How long would it take you to give a full blown breakdown of your model? Not sure how detailed yours is from the next or how well I'd be able to understand it lol, but I'd be interested in learning about it.
How much of your defensive ratings are based on DRPM for example? It's so difficult to quantify defensive ability from one guy to the next, there's no foolproof stat. Not sure there ever will be.
Wouldn't take too long; have to go at the moment, but will get to it for sure later tonight.
EDIT:
My model attempts to predict NBA adjusted plus/minus. The major benefit of predicting APM, instead of an NBA box score metric, is that my model doesn't inherit any biases at this stage (e.g. a model that tries to predict PER will necessarily end up with all the same biases/flaws of PER). The major drawback is that adjusted plus/minus is a very noisy stat, and the price I pay for trying to predict a noisy stat is relatively high uncertainties in my model coefficients (e.g. the marginal value of an NCAA assist, or rebound). Ultimately, it's a good tradeoff because in most cases the extra uncertainty in my predictions due to uncertainty in model coefficients is small relative to other sources of uncertainty.
My model assumes that there are no interaction terms between parameters. That means that the value of an NCAA player's assist according to my model does not depend at all on how many rebounds he gets, or how many points he scores.
It turns out that this assumption is absolutely crucial. Without it, the space of possible models is too large relative to the available sample size. In general, if you have an N-dimensional problem (and all the dimensions are important), you need at least 2^N data points for general smooth manifold fitting methods (like machine learning type stuff) to work. Here, N>15 (at a minimum), so we would need a sample size of around 50,000.
One way to visualize this problem is as follows. Picture a thousand points in one dimension, i.e. on a line. Only two points are "on the frontier"; the maximum and the minimum. All other points have neighbors on either side. Now picture them in two dimensions, on a plane. Now dozens of points around the perimeter of this blob are on the frontier. By the time you get to 15 dimensions, virtually all of the points are on the frontier, and very few have neighbors nearby.
The assumption that there are no interaction terms avoids this problem nicely by effectively breaking up the 15-dimensional problem into 15 one-dimensional problems, where a sample size on the order of a thousand is more than enough for a smooth curve fit (which is what I do).

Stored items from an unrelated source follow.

PR #1339, opened 2026-02-26
support disabling the block cache from DbBuilder

rodesai:
## Summary

This patch changes DbBuilder to allow disabling the block cache using with_db_cache_disabled().

It also changes the name of the cache from memory_cache to db_cache since the cache isn't limited to in-memory only. This is a breaking API change, but seems worthwhile since we're pre-1.0 and the existing name is misleading.

## Checklist

Thank you for the review! 🙏

### DIFF
--- a/slatedb/src/db/builder.rs
+++ b/slatedb/src/db/builder.rs
@@ -166,7 +166,7 @@ pub struct DbBuilder<P: Into<Path>> {
     settings: Settings,
     main_object_store: Arc<dyn ObjectStore>,
     wal_object_store: Option<Arc<dyn ObjectStore>>,
-    db_cache: DbCacheOption,
+    db_cache: Option<Arc<dyn DbCache>>,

In reality, it's a big enough sample size to get away with *some* interaction terms, but this is tricky business and often ends badly. The classic example is the assists*rebounds interaction term in basketball-reference's box plus/minus. At the time it seemed clever; the top 6 seasons of all time belonged to LeBron and MJ. Then, last year Russ had his triple double season and shattered the all-time BPM record, and the reputation of BPM as a stat. I chose to keep it simple and safe, and avoid any dabbling in interaction terms.
The last important thing my model does is estimate uncertainties in its predictions, something notably lacking from most such models people have published. This illuminates some of the strengths and weaknesses of my model. For example, the largest contributor to uncertainty is made two-pointers, that is, my model is generally less accurate in predicting players who make a lot of two pointers. This makes some sense; a player's two pointers made per game (even taken together with two point percentage, or equivalently two pointers missed) falls far short of describing how good a scorer the player really is inside the arc. There's just not enough information in this part of the box score to properly evaluate a player.
Some more minor things:
-All stats are per possession. I also include height, and minutes per game.
-I assume a quadratic aging curve. I found that on offense, better prospects actually follow a steeper aging curve than worse prospects, and I accounted for this as well.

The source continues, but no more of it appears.